Blog: Artificial Intelligence Can Now Copy Your Voice
Voice spying, cloning and voice reading on our mental health is just the beginning
Voice technologies aren’t just becoming the new customer touch point, it’s becoming a new way to gather data from global citizens. Baidu’s AI can clone your voice in seconds.
Microsoft has a vision for conversational AI in the future of the operating system. So does Huawei and many others. Smart speakers are probably spying on us gathering insights not just to improve their product.
Honestly, they can even tell if your have PTSD just by your voice. Just as AI with facial recognition can read your emotions on your face. Meanwhile AI is giving us the ability o create fake humans, personas with apparently human features that don’t really exist. Getting catfishes on the internet by a fake human is now a real possibility in the not too distant future.
- It takes just 3.7 seconds of audio to clone a voice.
- Today’s intelligent assistants are full of skills and they will get much smarter in the 2020s.
AI isn’t just monetizing the internet for Ad-giants like Google, Facebook and Amazon, Artificial Intelligence is about to create a fake world of even more complexity.
Smart speakers are going to explode in popularity in China in 2019, with Alibaba, Baidu and Xiaomi leading the way among others. Alibaba isn’t just like Amazon, it’s bigger. As it matures in the cloud and as Huawei’s profits increase, these two companies will eventually pose a real threat to AI dominance of Google and Microsoft.
AI is creating a new world and we don’t really know the dangers of it, we’re just going ahead like children into a world where AI regulation will become nearly impossible.
Now, with advances in artificial intelligence, the world is becoming more artificial, and you can’t be sure what you see or hear is real or a fabrication of artificial intelligence and machine learning. From incredible Ads of the future to “entities” we meet online, AI will transform our world to not just being more immersive, but more confusing, complex and manipulative.
The line between convenience and hacking humans (the opposite of enhancing us) is very real. It’s so profitable to use AI to gain an edge over other firms and reach people, the commercial weaponization of AI and our most intimate data is really inevitable.
Baidu’s research team used voice cloning techniques to develop the AI system which they expect will have noteworthy applications in personalizing human-machine interface.
Baidu’s research arm announced yesterday that its 2017 text-to-speech (TTS) system Deep Voice has learned how to imitate a person’s voice using a mere three seconds of voice sample data. (Synced is a great publication for AI).
Huawei has been working on emotionally intelligent AI for years. Alexa, Apple and Samsung are in the race for smarter interacts with their personal assistant AI via earpods with 2019 being a pivotal year for the product from all three providers.
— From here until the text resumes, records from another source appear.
PR #1226, opened 2020-09-15
fix(docs): Matches Modifier Documentation

mirzams2000:
Add missing modifier docs for matches query.


dplewis (approved):
Thanks for the contribution!

PR #1229, opened 2020-09-22
allow optional HTTP POST method override for logIn user method

kolohelios:


src/ParseUser.js
```diff
@@ -439,7 +439,7 @@ class ParseUser extends ParseObject {
    * @return {Promise} A promise that is fulfilled with the user when
    *     the login is complete.
    */
-  logIn(options?: FullOptions): Promise<ParseUser> {
+  logIn(options?: FullOptions, usePost?: boolean): Promise<ParseUser> {
```
dplewis, line 442: Can you move `usePost` to options? Also add it to documentation.

src/__tests__/ParseUser-test.js
```diff
@@ -229,6 +229,39 @@ describe('ParseUser', () => {
     });
   });
 
+  it('can log in as a user with POST method', (done) => {
```
dplewis, line 232: Can you add an integration test?

dplewis (changes requested):
Thanks for the PR! I was just thinking about this. I don't this will work without server update.

I added a fix last week [here](https://github.com/parse-community/parse-server/pull/6903). If you write an integration test it might fail.

src/ParseUser.js
kolohelios: Done. Thank you so much for the quick review!

src/__tests__/ParseUser-test.js
kolohelios: I did, and it passed. I believe that the server is reading the credentials from the body as the short-circuit for query params is falsy though I could be wrong about that.

dplewis (approved):
LGTM!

Like all artificial intelligence algorithms, the more data voice cloning tools such as Deep Voice receive to train with the more realistic the results. Meanwhile companies like Spotify are integrating podcasts into how they recommend content that will be able to gather data on some of our core interests.
The smart home invasion of Alexa and Google Home devices is nothing short of a treasure chest of our most intimate data. Information on demand and insights on users that were previously impossible. All thanks to the AI-voice interface which is more immediate and will become ubiquitous in human societies, smart cities and the IoT in the next twenty years.
The technique known as voice cloning, could be used to personalize virtual assistants such as Apple’s Siri, Google Assistant, Amazon Alexa; and Baidu’s Mandarin virtual assistant platform DuerOS, which supports more than 50 million devices in China with human-machine conversational interfaces.
The frontiers of human interaction with AIs are broad and deep with incredible implications for customer relationships. The world we are building of AIs will be incredible and potentially very transparent with regards to our data.
Google unveiled Tacotron 2, a text-to-speech system that leverages the company’s deep neural network and speech generation methodWaveNet. WaveNet analyzes a visual representation of audio called a spectrogram to generate audio. It is used to generate the voice for Google Assistant.
It’s becoming impossible to tell the difference between an AI and a human and that’s incredibly problematic in a world where cybersecurity threats are only increasing. The internet of things aspect of connectivity in the 4th industrial revolution comes at a cost for privacy, censorship, data harvesting, fraud, identity theft and consumer manipulation of ever more personalized digital advertisements.